> _Data in this exercise_:

※ ※ ※

PR #315, opened 2019-05-16
Fail if IFileCopier returned the result with the wrong size.

SergeyTeplyakov:
This PR adds an ability for `DistributedContentCopier` to check the size returned by `IFileCopier` and fail if the size doesn't match the input.

The PR also adds a test class `DistributedContentCopier` that should be enhanced in the future to cover other business rules.

AP#1530234

### DIFF
--- a/Public/Src/Cache/ContentStore/Distributed/Stores/DistributedContentCopier.cs
+++ b/Public/Src/Cache/ContentStore/Distributed/Stores/DistributedContentCopier.cs
@@ -236,6 +236,7 @@ namespace BuildXL.Cache.ContentStore.Distributed.Stores
             // before each retry, clear the list of bad locations so we can retry them all.
             // this helps isolate transient network errors.
             badContentLocations.Clear();
+            string lastErrorMessage = null;
 
             foreach (MachineLocation location in hashInfo.Locations)
             {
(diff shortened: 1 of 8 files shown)


Public/Src/Cache/ContentStore/Distributed/Stores/DistributedContentCopier.cs
```diff
@@ -359,35 +360,50 @@ void traceCopyFailed(Context c)
...
-                                if (putResult.ContentHash == hashInfo.ContentHash)
-                                {
-                                    // Don't delete the temporary file! It no longer exists after the Put moved it into the cache
-                                    deleteTempFile = false;
-                                    return (putResult, false);
-                                }
-                                else
+                                if (putResult.ContentHash != hashInfo.ContentHash)
                                 {
+                                    lastErrorMessage =
```
dannyvv: >lastErrorMessage [](start = 36, length = 16)

Since you are looping over a set of locations  would it be helfpull if the location that has an issue was part of the message? Also perhaps this should be a telemetry counter so we can keep an eye out?

SergeyTeplyakov: When the issue occurs we trace the location there. Let me think about whether it's useful to have the location in the final result. (I think you're right).

dcwuser:
Wow, this is a very different and much bigger approach than I had in mind. My version of this was much smaller. Within the distributed copy logic, I just never completed the put if the file size didn't match. It look like this version is tied up with repudiation of content that is in the cache. We do want that eventually but I don't understand why it is here for this little check. Can we talk about this offline?

Public/Src/Cache/ContentStore/Distributed/Stores/DistributedContentCopier.cs
```diff
@@ -397,11 +413,11 @@ void traceCopyFailed(Context c)
                             {
                                 // Nothing is known about the put's failure. Give up on all locations, do not retry.
                                 // An example of a failure requiring this: Failed to reserve space for content
-                                var errorMessage = $"Put file for content hash {hashInfo.ContentHash} failed";
+                                var errorMessage = $"Put file for content hash {hashInfo.ContentHash} failed with error {putResult.ErrorMessage} ";
```
kewilli: >  [](start = 144, length = 1)

Please remove the trailing space

Public/Src/Cache/ContentStore/Distributed/Stores/DistributedContentCopier.cs
```diff
@@ -359,35 +360,50 @@ void traceCopyFailed(Context c)
...
                                 break;
                             default:
-                                return (new ErrorResult(copyFileResult, $"{AttemptTracePrefix(attemptCount)} File copier result code {copyFileResult.Code} is not recognized").AsResult<PutResult>(), true);
+                                return (result: new ErrorResult(copyFileResult, $"{AttemptTracePrefix(attemptCount)} File copier result code {copyFileResult.Code} is not recognized").AsResult<PutResult>(), retry: true);
                         }
 
                         if (copyFileResult.Succeeded)
                         {
+                            // The copy succeeded, but it is possible that the resulting size doesn't match an expected one.
+                            if (hashInfo.Size != -1 && copyFileResult.Size != null && hashInfo.Size != copyFileResult.Size.Value)
```
dcwuser: Given the weird size values we have seen in the past, I would be slightly more careful in this test. Suggest running only if hashInfo.Size > 0.

dcwuser:
Read more carefully. I was wrong in my first understanding of what you were doing. Approach looks right. Just one substantive comment left.

---
In reply to: [493172094](https://github.com/microsoft/BuildXL/pull/315#issuecomment-493172094) [](ancestors = 493172094)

※ ※ ※

> _Task statement_: Output the whole of the material above, exactly.

> _Worked solution_:
PR #315, opened 2019-05-16
Fail if IFileCopier returned the result with the wrong size.

SergeyTeplyakov:
This PR adds an ability for `DistributedContentCopier` to check the size returned by `IFileCopier` and fail if the size doesn't match the input.

The PR also adds a test class `DistributedContentCopier` that should be enhanced in the future to cover other business rules.

AP#1530234

### DIFF
--- a/Public/Src/Cache/ContentStore/Distributed/Stores/DistributedContentCopier.cs
+++ b/Public/Src/Cache/ContentStore/Distributed/Stores/DistributedContentCopier.cs
@@ -236,6 +236,7 @@ namespace BuildXL.Cache.ContentStore.Distributed.Stores
             // before each retry, clear the list of bad locations so we can retry them all.
             // this helps isolate transient network errors.
             badContentLocations.Clear();
+            string lastErrorMessage = null;
 
             foreach (MachineLocation location in hashInfo.Locations)
             {
(diff shortened: 1 of 8 files shown)


Public/Src/Cache/ContentStore/Distributed/Stores/DistributedContentCopier.cs
```diff
@@ -359,35 +360,50 @@ void traceCopyFailed(Context c)
...
-                                if (putResult.ContentHash == hashInfo.ContentHash)
-                                {
-                                    // Don't delete the temporary file! It no longer exists after the Put moved it into the cache
-                                    deleteTempFile = false;
-                                    return (putResult, false);
-                                }
-                                else
+                                if (putResult.ContentHash != hashInfo.ContentHash)
                                 {
+                                    lastErrorMessage =
```
dannyvv: >lastErrorMessage [](start = 36, length = 16)

Since you are looping over a set of locations  would it be helfpull if the location that has an issue was part of the message? Also perhaps this should be a telemetry counter so we can keep an eye out?

SergeyTeplyakov: When the issue occurs we trace the location there. Let me think about whether it's useful to have the location in the final result. (I think you're right).

dcwuser:
Wow, this is a very different and much bigger approach than I had in mind. My version of this was much smaller. Within the distributed copy logic, I just never completed the put if the file size didn't match. It look like this version is tied up with repudiation of content that is in the cache. We do want that eventually but I don't understand why it is here for this little check. Can we talk about this offline?

Public/Src/Cache/ContentStore/Distributed/Stores/DistributedContentCopier.cs
```diff
@@ -397,11 +413,11 @@ void traceCopyFailed(Context c)
                             {
                                 // Nothing is known about the put's failure. Give up on all locations, do not retry.
                                 // An example of a failure requiring this: Failed to reserve space for content
-                                var errorMessage = $"Put file for content hash {hashInfo.ContentHash} failed";
+                                var errorMessage = $"Put file for content hash {hashInfo.ContentHash} failed with error {putResult.ErrorMessage} ";
```
kewilli: >  [](start = 144, length = 1)

Please remove the trailing space

Public/Src/Cache/ContentStore/Distributed/Stores/DistributedContentCopier.cs
```diff
@@ -359,35 +360,50 @@ void traceCopyFailed(Context c)
...
                                 break;
                             default:
-                                return (new ErrorResult(copyFileResult, $"{AttemptTracePrefix(attemptCount)} File copier result code {copyFileResult.Code} is not recognized").AsResult<PutResult>(), true);
+                                return (result: new ErrorResult(copyFileResult, $"{AttemptTracePrefix(attemptCount)} File copier result code {copyFileResult.Code} is not recognized").AsResult<PutResult>(), retry: true);
                         }
 
                         if (copyFileResult.Succeeded)
                         {
+                            // The copy succeeded, but it is possible that the resulting size doesn't match an expected one.
+                            if (hashInfo.Size != -1 && copyFileResult.Size != null && hashInfo.Size != copyFileResult.Size.Value)
```
dcwuser: Given the weird size values we have seen in the past, I would be slightly more careful in this test. Suggest running only if hashInfo.Size > 0.

dcwuser:
Read more carefully. I was wrong in my first understanding of what you were doing. Approach looks right. Just one substantive comment left.

---
In reply to: [493172094](https://github.com/microsoft/BuildXL/pull/315#issuecomment-493172094) [](ancestors = 493172094)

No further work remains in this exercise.